The stretch wanted below opens at the line containing "mariosouto: Yeah, seems" and closes at the line containing "mariosouto: Done 👍". Please return it exactly, with no other lines.

Dataset entries:

-------------------------

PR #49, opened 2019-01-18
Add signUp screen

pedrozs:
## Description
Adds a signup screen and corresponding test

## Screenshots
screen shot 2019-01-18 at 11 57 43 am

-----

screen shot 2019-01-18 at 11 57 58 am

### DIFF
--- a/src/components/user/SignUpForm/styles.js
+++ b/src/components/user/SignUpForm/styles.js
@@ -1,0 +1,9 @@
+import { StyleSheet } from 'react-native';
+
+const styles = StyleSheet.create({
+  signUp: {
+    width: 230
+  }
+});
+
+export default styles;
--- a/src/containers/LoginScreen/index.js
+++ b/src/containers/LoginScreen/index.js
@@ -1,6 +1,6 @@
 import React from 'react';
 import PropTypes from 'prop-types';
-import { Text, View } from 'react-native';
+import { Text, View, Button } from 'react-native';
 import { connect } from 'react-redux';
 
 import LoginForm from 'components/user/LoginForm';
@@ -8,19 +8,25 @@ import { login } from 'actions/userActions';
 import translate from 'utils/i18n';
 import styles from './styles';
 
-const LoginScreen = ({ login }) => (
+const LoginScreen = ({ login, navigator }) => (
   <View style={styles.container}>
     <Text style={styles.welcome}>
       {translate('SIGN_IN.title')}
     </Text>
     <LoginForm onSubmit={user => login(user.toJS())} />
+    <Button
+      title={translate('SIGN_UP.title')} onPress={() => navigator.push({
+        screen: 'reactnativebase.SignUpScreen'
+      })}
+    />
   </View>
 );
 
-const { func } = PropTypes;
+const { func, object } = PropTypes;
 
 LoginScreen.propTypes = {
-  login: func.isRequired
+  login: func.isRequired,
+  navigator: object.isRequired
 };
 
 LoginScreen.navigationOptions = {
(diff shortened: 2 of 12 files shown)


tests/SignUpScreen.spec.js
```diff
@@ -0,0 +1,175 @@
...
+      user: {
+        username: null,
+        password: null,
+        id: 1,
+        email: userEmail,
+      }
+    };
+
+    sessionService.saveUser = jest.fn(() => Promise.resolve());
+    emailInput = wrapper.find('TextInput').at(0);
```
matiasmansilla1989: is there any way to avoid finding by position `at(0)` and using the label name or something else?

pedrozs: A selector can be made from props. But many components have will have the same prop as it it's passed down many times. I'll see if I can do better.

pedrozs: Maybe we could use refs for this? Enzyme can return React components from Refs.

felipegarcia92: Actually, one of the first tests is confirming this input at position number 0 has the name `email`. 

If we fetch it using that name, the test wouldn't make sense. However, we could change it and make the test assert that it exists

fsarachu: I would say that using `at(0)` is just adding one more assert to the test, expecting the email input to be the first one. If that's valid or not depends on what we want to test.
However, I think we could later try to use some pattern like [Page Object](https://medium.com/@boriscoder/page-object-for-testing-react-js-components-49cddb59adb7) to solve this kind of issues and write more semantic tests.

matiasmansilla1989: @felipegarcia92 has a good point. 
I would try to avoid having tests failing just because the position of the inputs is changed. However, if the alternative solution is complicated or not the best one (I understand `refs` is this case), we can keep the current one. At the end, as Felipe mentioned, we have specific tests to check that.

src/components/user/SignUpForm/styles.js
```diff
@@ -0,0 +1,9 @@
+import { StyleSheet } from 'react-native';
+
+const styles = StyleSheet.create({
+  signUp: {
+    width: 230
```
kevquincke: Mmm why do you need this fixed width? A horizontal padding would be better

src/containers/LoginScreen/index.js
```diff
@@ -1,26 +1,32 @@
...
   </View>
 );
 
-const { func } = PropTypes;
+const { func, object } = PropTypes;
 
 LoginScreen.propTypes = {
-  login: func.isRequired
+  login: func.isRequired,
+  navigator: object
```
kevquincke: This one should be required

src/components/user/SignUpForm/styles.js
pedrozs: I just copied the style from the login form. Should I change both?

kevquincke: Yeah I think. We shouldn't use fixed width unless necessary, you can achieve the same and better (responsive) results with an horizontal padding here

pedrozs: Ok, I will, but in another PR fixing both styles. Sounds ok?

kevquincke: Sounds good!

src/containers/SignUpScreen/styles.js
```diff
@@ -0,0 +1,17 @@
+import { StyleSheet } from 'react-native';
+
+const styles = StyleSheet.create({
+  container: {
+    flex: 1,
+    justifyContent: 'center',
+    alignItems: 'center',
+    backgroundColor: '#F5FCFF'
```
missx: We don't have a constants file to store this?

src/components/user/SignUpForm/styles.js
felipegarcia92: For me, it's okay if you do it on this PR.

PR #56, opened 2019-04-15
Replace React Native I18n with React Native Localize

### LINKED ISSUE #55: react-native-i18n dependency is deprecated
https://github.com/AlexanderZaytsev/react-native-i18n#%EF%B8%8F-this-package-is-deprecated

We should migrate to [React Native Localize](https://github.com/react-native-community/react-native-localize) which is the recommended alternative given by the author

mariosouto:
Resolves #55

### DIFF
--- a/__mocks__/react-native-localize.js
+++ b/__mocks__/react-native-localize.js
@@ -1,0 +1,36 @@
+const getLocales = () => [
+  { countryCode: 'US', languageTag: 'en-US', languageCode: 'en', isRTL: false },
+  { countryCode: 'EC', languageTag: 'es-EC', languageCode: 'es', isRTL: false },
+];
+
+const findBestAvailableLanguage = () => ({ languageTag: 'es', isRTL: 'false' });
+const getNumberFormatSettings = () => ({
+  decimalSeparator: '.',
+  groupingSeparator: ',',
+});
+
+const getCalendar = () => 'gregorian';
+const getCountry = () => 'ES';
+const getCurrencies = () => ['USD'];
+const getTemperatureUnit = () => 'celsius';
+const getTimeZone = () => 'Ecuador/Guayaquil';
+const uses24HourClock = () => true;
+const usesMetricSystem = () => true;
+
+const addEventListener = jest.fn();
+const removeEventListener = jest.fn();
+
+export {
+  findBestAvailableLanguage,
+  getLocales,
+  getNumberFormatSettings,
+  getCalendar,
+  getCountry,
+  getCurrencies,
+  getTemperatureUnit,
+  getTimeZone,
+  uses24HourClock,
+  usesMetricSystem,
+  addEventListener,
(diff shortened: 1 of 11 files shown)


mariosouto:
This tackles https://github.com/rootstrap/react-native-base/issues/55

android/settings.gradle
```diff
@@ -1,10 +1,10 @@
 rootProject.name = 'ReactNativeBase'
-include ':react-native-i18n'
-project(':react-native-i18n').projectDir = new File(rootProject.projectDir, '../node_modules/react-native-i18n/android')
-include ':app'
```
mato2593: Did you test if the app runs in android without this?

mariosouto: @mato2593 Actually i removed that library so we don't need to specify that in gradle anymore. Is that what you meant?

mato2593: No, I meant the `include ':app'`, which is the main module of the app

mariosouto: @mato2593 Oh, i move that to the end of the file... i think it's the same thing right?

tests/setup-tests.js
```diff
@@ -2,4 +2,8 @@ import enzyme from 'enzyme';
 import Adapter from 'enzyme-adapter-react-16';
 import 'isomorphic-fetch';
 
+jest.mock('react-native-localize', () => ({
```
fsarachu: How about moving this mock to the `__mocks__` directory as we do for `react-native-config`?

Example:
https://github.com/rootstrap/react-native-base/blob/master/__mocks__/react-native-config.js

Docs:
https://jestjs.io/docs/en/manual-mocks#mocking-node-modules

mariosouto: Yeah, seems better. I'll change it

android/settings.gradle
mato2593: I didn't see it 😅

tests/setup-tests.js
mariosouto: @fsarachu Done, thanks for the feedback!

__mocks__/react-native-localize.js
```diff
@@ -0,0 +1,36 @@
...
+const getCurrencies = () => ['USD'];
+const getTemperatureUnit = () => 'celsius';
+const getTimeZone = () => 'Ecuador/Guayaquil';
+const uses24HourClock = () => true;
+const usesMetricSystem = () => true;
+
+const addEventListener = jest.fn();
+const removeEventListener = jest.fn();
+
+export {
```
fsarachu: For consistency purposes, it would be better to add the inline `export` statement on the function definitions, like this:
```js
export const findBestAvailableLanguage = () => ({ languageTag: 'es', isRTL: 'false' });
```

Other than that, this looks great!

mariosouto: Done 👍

-------------------------

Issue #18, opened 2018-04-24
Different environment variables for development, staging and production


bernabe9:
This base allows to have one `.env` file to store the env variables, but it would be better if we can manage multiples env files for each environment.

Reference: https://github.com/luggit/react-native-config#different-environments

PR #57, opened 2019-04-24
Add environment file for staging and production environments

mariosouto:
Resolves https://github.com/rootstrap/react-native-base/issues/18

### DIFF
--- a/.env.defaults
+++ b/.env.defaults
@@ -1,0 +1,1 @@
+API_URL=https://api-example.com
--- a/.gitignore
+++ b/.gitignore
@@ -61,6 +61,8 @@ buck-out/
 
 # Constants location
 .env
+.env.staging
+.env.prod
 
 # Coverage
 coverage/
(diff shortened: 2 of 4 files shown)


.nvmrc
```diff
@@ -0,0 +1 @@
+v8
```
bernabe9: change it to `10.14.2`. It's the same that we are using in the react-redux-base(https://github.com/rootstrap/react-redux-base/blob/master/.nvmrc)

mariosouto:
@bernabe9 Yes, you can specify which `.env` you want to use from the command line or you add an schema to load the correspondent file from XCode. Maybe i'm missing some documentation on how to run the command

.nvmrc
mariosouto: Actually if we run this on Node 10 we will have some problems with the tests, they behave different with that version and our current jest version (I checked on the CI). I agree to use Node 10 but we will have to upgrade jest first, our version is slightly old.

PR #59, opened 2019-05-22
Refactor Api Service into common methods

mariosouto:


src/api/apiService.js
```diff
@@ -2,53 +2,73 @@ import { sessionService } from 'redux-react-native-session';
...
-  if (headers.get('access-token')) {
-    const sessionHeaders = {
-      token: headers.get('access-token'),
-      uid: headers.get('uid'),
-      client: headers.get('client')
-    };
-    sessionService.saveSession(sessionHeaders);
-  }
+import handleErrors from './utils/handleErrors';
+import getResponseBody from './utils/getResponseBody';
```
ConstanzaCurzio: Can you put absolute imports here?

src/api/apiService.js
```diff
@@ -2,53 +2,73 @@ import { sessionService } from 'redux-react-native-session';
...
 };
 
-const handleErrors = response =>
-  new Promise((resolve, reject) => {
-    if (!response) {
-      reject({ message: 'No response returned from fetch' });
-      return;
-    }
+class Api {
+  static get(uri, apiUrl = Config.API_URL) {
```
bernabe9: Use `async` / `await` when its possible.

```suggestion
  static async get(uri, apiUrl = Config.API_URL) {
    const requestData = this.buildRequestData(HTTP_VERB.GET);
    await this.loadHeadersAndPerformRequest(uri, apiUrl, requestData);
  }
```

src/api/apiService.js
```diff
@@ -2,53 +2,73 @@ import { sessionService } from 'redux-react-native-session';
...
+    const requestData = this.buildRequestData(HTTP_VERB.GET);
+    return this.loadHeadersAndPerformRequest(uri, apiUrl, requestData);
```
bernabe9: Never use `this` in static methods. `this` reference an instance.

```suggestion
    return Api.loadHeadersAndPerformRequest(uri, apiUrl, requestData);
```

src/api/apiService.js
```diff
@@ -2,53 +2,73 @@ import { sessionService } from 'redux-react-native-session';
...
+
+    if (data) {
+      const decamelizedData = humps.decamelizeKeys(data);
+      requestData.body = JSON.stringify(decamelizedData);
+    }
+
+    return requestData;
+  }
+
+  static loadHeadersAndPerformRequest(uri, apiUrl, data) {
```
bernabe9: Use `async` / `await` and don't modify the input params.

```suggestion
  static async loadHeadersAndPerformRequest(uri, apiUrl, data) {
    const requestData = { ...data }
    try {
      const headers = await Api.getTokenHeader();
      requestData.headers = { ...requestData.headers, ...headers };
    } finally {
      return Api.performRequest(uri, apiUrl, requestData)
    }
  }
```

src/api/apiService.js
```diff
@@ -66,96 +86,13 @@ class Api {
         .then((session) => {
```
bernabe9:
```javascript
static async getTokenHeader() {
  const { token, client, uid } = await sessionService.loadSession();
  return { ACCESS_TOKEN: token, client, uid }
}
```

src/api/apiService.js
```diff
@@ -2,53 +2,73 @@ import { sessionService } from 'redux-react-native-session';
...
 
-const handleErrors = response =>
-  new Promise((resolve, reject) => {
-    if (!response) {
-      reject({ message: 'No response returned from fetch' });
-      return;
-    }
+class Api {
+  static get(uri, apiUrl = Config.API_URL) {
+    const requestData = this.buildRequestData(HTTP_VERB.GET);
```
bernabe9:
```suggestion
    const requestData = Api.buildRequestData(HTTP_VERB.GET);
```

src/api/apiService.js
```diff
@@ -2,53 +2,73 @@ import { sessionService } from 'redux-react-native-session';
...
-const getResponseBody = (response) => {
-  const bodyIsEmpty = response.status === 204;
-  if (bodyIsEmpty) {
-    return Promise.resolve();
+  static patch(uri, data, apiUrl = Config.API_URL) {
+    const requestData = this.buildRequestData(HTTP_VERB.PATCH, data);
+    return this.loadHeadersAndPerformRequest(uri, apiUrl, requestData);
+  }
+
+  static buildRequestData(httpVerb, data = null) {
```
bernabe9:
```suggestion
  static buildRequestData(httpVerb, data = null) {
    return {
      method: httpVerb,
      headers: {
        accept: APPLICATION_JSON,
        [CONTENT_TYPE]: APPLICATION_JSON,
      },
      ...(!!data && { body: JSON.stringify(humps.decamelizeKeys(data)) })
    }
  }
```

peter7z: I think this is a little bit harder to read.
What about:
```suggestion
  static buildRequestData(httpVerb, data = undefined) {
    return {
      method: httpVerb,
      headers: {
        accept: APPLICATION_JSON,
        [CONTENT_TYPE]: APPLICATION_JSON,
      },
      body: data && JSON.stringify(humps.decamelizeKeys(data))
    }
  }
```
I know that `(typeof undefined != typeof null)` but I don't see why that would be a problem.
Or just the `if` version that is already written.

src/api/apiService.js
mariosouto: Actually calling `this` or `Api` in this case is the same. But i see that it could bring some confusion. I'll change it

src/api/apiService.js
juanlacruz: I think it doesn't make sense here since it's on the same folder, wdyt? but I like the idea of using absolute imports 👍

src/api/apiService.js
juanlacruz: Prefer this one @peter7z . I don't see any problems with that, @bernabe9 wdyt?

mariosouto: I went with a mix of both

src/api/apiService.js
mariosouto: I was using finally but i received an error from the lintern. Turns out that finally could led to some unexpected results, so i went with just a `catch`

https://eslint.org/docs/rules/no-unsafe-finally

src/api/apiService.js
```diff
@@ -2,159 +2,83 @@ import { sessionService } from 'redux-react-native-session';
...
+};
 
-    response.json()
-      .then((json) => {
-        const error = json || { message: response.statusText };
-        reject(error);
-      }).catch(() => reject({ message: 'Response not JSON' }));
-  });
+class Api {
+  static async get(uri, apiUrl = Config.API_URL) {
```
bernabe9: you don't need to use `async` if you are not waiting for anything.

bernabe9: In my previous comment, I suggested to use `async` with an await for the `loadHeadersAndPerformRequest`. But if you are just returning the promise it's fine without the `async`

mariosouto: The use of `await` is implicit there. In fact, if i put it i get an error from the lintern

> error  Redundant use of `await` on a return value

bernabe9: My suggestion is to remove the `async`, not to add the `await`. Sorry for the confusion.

-------------------------

TASK ANSWER:
mariosouto: Yeah, seems better. I'll change it

android/settings.gradle
mato2593: I didn't see it 😅

tests/setup-tests.js
mariosouto: @fsarachu Done, thanks for the feedback!

__mocks__/react-native-localize.js
```diff
@@ -0,0 +1,36 @@
...
+const getCurrencies = () => ['USD'];
+const getTemperatureUnit = () => 'celsius';
+const getTimeZone = () => 'Ecuador/Guayaquil';
+const uses24HourClock = () => true;
+const usesMetricSystem = () => true;
+
+const addEventListener = jest.fn();
+const removeEventListener = jest.fn();
+
+export {
```
fsarachu: For consistency purposes, it would be better to add the inline `export` statement on the function definitions, like this:
```js
export const findBestAvailableLanguage = () => ({ languageTag: 'es', isRTL: 'false' });
```

Other than that, this looks great!

mariosouto: Done 👍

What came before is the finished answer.